● EXERCISE AIM
Going down the data below, set down exactly the line with "I suspect you'll" and each line after it through the line with "Let me know"; no other lines.
═══ DATA SECTION
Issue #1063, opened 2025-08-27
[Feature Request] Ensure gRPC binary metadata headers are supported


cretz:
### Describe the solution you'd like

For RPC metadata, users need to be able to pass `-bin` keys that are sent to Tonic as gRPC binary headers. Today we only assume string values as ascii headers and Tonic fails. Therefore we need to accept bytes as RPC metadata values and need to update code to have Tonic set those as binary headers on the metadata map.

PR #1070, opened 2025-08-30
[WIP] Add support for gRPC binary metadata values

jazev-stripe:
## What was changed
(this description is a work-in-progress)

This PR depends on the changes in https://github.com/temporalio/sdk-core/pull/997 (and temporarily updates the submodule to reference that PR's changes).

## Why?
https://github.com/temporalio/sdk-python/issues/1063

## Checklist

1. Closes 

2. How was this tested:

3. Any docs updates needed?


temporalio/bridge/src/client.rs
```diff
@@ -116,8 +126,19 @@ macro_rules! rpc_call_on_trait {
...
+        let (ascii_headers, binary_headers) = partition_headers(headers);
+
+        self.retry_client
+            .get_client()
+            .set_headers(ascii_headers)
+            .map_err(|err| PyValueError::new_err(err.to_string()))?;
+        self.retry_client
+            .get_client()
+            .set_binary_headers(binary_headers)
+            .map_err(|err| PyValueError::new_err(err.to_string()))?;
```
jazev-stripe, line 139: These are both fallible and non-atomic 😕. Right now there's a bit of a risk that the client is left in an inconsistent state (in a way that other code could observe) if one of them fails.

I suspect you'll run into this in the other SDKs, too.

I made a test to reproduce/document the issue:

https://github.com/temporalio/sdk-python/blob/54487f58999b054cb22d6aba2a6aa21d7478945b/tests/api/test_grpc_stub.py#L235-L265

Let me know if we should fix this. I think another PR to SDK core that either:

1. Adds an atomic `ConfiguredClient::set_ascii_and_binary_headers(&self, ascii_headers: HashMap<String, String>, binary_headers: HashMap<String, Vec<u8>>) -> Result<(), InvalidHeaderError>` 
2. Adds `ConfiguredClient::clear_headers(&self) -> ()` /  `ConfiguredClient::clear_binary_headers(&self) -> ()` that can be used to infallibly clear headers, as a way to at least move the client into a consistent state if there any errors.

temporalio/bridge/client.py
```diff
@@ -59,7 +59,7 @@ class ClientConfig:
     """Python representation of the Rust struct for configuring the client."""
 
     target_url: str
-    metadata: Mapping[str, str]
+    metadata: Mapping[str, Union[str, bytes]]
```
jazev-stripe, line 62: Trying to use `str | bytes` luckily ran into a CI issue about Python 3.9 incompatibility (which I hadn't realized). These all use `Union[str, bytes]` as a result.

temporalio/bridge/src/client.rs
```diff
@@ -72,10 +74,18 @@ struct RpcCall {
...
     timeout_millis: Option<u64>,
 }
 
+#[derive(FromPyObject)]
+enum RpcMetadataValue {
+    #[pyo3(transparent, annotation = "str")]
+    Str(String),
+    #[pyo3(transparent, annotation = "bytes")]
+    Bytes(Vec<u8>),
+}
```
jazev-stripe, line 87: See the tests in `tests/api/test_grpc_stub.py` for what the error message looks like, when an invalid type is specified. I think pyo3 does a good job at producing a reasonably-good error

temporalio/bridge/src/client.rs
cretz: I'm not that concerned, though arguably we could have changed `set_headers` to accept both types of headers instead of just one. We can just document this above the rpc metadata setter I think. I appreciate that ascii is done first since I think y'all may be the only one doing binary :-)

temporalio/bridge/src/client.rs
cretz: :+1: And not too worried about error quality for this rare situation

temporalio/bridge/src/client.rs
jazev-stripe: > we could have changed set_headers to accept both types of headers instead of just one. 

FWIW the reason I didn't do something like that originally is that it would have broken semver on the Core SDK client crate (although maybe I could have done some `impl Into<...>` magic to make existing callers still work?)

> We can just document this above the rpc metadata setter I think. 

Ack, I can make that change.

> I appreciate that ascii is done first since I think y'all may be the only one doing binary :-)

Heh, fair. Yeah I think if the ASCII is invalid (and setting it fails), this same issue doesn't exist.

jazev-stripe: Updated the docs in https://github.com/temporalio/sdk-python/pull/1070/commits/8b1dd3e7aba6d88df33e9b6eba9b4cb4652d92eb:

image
══════
═══ DATA SECTION
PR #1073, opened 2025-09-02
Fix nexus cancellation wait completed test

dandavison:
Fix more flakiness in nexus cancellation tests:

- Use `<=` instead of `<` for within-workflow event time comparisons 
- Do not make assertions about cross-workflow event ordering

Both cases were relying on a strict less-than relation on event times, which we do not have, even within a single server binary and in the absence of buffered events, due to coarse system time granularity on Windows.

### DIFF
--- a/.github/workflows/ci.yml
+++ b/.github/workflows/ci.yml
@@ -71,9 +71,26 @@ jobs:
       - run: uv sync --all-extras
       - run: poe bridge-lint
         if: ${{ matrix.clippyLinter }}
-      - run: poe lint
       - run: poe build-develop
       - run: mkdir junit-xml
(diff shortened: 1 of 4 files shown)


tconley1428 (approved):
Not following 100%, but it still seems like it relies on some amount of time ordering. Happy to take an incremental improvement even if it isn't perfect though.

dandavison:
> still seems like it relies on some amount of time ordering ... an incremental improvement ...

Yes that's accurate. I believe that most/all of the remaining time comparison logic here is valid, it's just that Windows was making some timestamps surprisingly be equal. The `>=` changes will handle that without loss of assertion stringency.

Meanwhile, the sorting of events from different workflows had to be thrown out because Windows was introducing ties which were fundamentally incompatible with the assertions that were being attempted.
══════
● RESULT
I suspect you'll run into this in the other SDKs, too.

I made a test to reproduce/document the issue:

https://github.com/temporalio/sdk-python/blob/54487f58999b054cb22d6aba2a6aa21d7478945b/tests/api/test_grpc_stub.py#L235-L265

Let me know if we should fix this. I think another PR to SDK core that either:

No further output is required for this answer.